4. Our trading partners who export vast quantities of goods to the U.S. (and who run stupendous trade deficits with the U.S.) have bought trillions in U.S. debt to keep us afloat. Since Americans don't save anything, somebody has to give them a credit card to fund all that spending.

So what's hidden? How utterly dependent the U.S. is on foreign buyers of Treasuries and debt to keep U.S. interest rates low. That's another little wink-wink, of course; when the Fed slashed the Fed Funds rate a half-a percentage point, headlines blared "Fed Cuts Interest Rate." Meanwhile, back at the Long-Term Interest Rate Ranch, 30-year mortgage rates actually went higher after the Fed's cut. Huh? Yes, that's right--because the market sets the long-term interest rates, not the Fed. Not that you'll ever read much about that, though.
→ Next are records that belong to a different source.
PR #1047, opened 2020-01-07
AirSwipe improvements & new general method

xNuminousx:
## Additions
* Added new `getEntitiesAroundPoint` method to `GeneralMethods` which can be used to ignore entities that are being blocked by some form of wall or barrier. I'm using this method in this PR because AirSwipe was able to hurt entities behind walls with my new change. This new method could be implemented across the project but didn't want to do the unnecessary work if y'all don't like my method.

## Fixes
* Fixed an unintentional feature where AirSwipe will remove entirely when 1 stream comes into contact with a solid block. Now, only the stream that is being blocked will be removed while others will continue like normal.

## Misc. Changes
* Renamed the `elements` collection in AirSwipe to `streams` to more accurately describe what the collection is used for. Considering what this plugin is made and used for, calling it "elements" is a little confusing.
* Implemented a variable in the `affectPeople` method in AirSwipe that was created but never used.
* Removed an `isEmpty` check because it was checked twice: In the `advanceSwipe` method and in the `progress` method right before `advanceSwipe` is called.

### DIFF
--- a/src/com/projectkorra/projectkorra/GeneralMethods.java
+++ b/src/com/projectkorra/projectkorra/GeneralMethods.java
@@ -994,7 +994,7 @@ public class GeneralMethods {
 			for (Entity entity : getEntitiesAroundPoint(location, radius)) {
 				Location entityLocation = entity.getLocation();
 				Vector direction = new Vector(1, 0, 0).add(entityLocation.toVector().subtract(location.toVector())).multiply(1);
-				Location blockCheck = location.clone().add(direction.multiply(1));
+				Location blockCheck = location.clone().add(direction);
 
 				if (isTransparent(blockCheck.getBlock()))
 					validEntities.add(entity);
--- a/src/com/projectkorra/projectkorra/GeneralMethods.java
+++ b/src/com/projectkorra/projectkorra/GeneralMethods.java
@@ -978,6 +978,32 @@ public class GeneralMethods {
 		return new ArrayList<>(location.getWorld().getNearbyEntities(location, radius, radius, radius, entity -> !(entity.isDead() || (entity instanceof Player && ((Player) entity).getGameMode().equals(GameMode.SPECTATOR)))));
 	}
 
+	/**
+	 * Gets a {@code List<Entity>} of entities around a specified radius from
+	 * the specified area while ignoring entities that may be behind walls.
+	 *
+	 * @param location The base location
+	 * @param radius The radius of blocks to look for entities from the location
+	 * @param respectBlocks Whether or not to check for any blocks between the location and entity.
+	 * @return A list of entities around a point
+	 */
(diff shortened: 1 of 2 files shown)


xNuminousx:
I'm also noticing this PR fixes the issue of being able to damage things when they're behind a diagonal wall. I know this issue still exists in other abilities (more specifically with FireBlast since I just tested it) and now AirSwipe isn't damaging things on the other side of a diagonal wall with my new method.

So if this method is favorable, it definitely should be implemented more because I think it could fix the diagonal wall issue within other abilities.

Simplicitee:
Multiplying a vector by 1 doesn't change it.

src/com/projectkorra/projectkorra/GeneralMethods.java
```diff
@@ -978,6 +978,31 @@ public static double getDistanceFromLine(final Vector line, final Location point
...
+	 * @param respectBlocks Whether or not to check for any blocks between the location and entity.
+	 * @return A list of entities around a point
+	 */
+	public static List<Entity> getEntitiesAroundPoint(final Location location, final double radius, final boolean respectBlocks) {
+		List<Entity> validEntities = getEntitiesAroundPoint(location, radius);
+
+		if (respectBlocks) {
+			for (Entity entity : validEntities) {
+				Location entityLocation = entity.getLocation();
+				Vector direction = new Vector(1, 0, 0).add(entityLocation.toVector().subtract(location.toVector()));
```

So the "debt junkies" in the U.S. get their "fix" of abundant, low-interest debt from the "pushers" who need the junkie to keep buying exports and oil. link

5 comments:

Mango said...

People talk about business cycles, but there could be a longer one at work. In some ways the current time is reminiscent of the 1920s and subsequent crash, when an elite class of partying bankers and their pals thought the good times would never end. Presumably the man in the street didn't mind either, since he could pretend to this lavish lifestyle with abundant debt, and anyhow if he was lucky he might end up one of these fat cats himself.

But surely at some point the obscene wealth of this banker class gets so absurd, that the man in the street suddenly turns, and as credit crunches he not only cannot afford the lifestyle, but must pay back the loans. Everything goes to hell, but in the aftermath people learn(?) a valuable lesson about looking after each other, and the true value of food (you cannot eat money, etc). Has it been so long that we are overdue another 1920s peak of credit-driven "wealth" and a 1930s reality check?

solipsist said...

Has it been so long that we are overdue another 1920s peak of credit-driven "wealth" and a 1930s reality check?

My Grandma (1901-2003) raised a family during he Depression. She saw the whole lead-up, and started saying, well over a decade ago, that we were heading for another. She was very intelligent, and everything that she ever said came true.

I perceive a long-term construct that creates wealth, which is then reaped by a few - the architects. Remember, the wealth does not just disappear, though it does for the unwitting, somebody gains it.

Three Card Monty anyone?

Anonymous said...

Ohmygod!!! We indeed heading for a recesssion. I can smell it.
Maybe someone should set up a Stackbucks Index.

SAN FRANCISCO (Reuters) - Starbucks Corp on Thursday said that for the first quarter in its history, the number of visits to its established U.S. stores fell as economic worries and two recent price hikes spooked customers, sending shares nearly 9 percent lower.

Anonymous said...

Well that's an indicator of a recession.

When people aren't buying their Starbucks things are going to get/are getting bad.

What's next iPods?

S2

dmarks said...

I'm still not buying an iPod. Staying away from devices made by people whose sense of "easy to use" is so deficient that their products lack a power button.

And yes, the MP3 players I use do have power switches/buttons.